After a mass shooting in Parkland, Florida resulted in the death of at least 17 students and teachers, Fox News commentator Tomi Lahren echoed multiple arguments that are often used in response to those who call for gun control after similar tragedies: It's too soon to call for gun control, Lahren indicated on Twitter, and such tragedies are about mental health, not guns. In the hours after sending her post, Tomi Lahren's tweet about the Parkland shooting drew criticism from Twitter users, including a number of whom appear to be students at the school that was attacked, Marjory Stoneman Douglas High. Her tweet was not well received.

Lahren's tweet read,

"Can the Left let the families grieve for even 24 hours before they push their anti-gun and anti-gunowner agenda? My goodness. This isn't about a gun it's about another lunatic. #FloridaShooting"

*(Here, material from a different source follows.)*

Issue #47, opened 2020-09-28
Publish Scala 2.11 builds again?


tuxji:
I am working on an Apache Daffodil pull request (still in progress in my own fork) and I am using os-lib to write files and run executables on these files.  Everything was working fine until I enabled Daffodil's GitHub Actions CI workflow in my fork.  It turns out that the CI workflow cross-compiles Daffodil under both Scala 2.12 and 2.11 (the Daffodil committers haven't added support for Scala 2.13 yet).  I am using os-lib v0.7.1 and the last time os-lib was published for Scala 2.11 was os-lib v0.2.9 in March 2019.  Since os-lib depends on geny v0.6.2 and geny also stopped publishing Scala 2.11 builds with v0.1.6 in January 2019, a geny build would be needed too.  

Would you be willing to publish both geny and os-lib Scala 2.11 builds again for a period of time?  Until Daffodil stops supporting Scala 2.11?  Is it technically possible to do that?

Soon after, a user replied, "I was hiding in a closet for 2 hours. It was about guns. You weren't there, you don't know how it felt. Guns give these disgusting people the ability to kill other human beings. This IS about guns and this is about all the people who had their life abruptly ended because of guns."

Another offered a much shorter retort, saying "It is actually about guns u witch from hell." Yet another user responded, "A gun has killed 17 of my fellow classmates. A gun has traumatized my friends. My entire school, traumatized from this tragedy. This could have been prevented. Please stfu Tomi."

The responses to Lahren's tweets were shared tens of thousands of times over.

Lahren's assertion that the Parkland shooting is about an individual "lunatic," more so than a failure to enact gun control, is a notion not too dissimilar to reactions that have come from Republicans in Washington D.C., including President Donald Trump and Senator Marco Rubio (R-FL).

However, the specific argument that people in favor of gun control are infringing upon families' need to grieve belies the fact that some of the most notable pleas for legislative action have come from family, friends and peers of the Parkland shooting's victims themselves.

A teacher at Marjory Stoneman Douglas High, Melissa Falkowski, told NBC's Today show, "As a society, you know, as Americans, we’re failing our children. We’re not keeping them safe, and Congress is failing us and the government is failing us and something has to be done."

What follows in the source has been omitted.